Exercise objective: Below are records to write out again, exactly as they read.

Saved entries

↓↓↓

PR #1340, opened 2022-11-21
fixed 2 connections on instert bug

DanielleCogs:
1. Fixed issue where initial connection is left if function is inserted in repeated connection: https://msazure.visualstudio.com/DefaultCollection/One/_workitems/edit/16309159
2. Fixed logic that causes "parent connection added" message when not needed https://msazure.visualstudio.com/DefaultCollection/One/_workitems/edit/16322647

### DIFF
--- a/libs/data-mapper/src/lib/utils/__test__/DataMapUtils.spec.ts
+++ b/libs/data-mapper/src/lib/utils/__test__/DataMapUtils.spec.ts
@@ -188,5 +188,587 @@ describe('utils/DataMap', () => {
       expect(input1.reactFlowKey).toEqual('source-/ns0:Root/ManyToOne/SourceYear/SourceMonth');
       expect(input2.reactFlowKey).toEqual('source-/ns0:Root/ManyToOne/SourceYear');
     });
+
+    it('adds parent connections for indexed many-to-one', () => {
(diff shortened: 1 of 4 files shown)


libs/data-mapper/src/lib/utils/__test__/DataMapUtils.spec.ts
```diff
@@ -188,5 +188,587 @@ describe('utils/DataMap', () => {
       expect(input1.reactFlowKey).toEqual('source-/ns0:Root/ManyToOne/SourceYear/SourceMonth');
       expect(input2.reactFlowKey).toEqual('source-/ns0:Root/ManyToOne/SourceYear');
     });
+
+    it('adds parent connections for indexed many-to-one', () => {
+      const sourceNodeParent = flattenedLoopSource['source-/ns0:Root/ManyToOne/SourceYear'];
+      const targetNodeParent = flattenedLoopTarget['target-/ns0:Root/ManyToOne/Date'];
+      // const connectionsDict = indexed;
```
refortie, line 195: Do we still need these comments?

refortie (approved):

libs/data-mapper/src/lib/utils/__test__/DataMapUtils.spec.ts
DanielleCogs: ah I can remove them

↑↑↑

Exercise answer:
PR #1340, opened 2022-11-21
fixed 2 connections on instert bug

DanielleCogs:
1. Fixed issue where initial connection is left if function is inserted in repeated connection: https://msazure.visualstudio.com/DefaultCollection/One/_workitems/edit/16309159
2. Fixed logic that causes "parent connection added" message when not needed https://msazure.visualstudio.com/DefaultCollection/One/_workitems/edit/16322647

### DIFF
--- a/libs/data-mapper/src/lib/utils/__test__/DataMapUtils.spec.ts
+++ b/libs/data-mapper/src/lib/utils/__test__/DataMapUtils.spec.ts
@@ -188,5 +188,587 @@ describe('utils/DataMap', () => {
       expect(input1.reactFlowKey).toEqual('source-/ns0:Root/ManyToOne/SourceYear/SourceMonth');
       expect(input2.reactFlowKey).toEqual('source-/ns0:Root/ManyToOne/SourceYear');
     });
+
+    it('adds parent connections for indexed many-to-one', () => {
(diff shortened: 1 of 4 files shown)


libs/data-mapper/src/lib/utils/__test__/DataMapUtils.spec.ts
```diff
@@ -188,5 +188,587 @@ describe('utils/DataMap', () => {
       expect(input1.reactFlowKey).toEqual('source-/ns0:Root/ManyToOne/SourceYear/SourceMonth');
       expect(input2.reactFlowKey).toEqual('source-/ns0:Root/ManyToOne/SourceYear');
     });
+
+    it('adds parent connections for indexed many-to-one', () => {
+      const sourceNodeParent = flattenedLoopSource['source-/ns0:Root/ManyToOne/SourceYear'];
+      const targetNodeParent = flattenedLoopTarget['target-/ns0:Root/ManyToOne/Date'];
+      // const connectionsDict = indexed;
```
refortie, line 195: Do we still need these comments?

refortie (approved):

libs/data-mapper/src/lib/utils/__test__/DataMapUtils.spec.ts
DanielleCogs: ah I can remove them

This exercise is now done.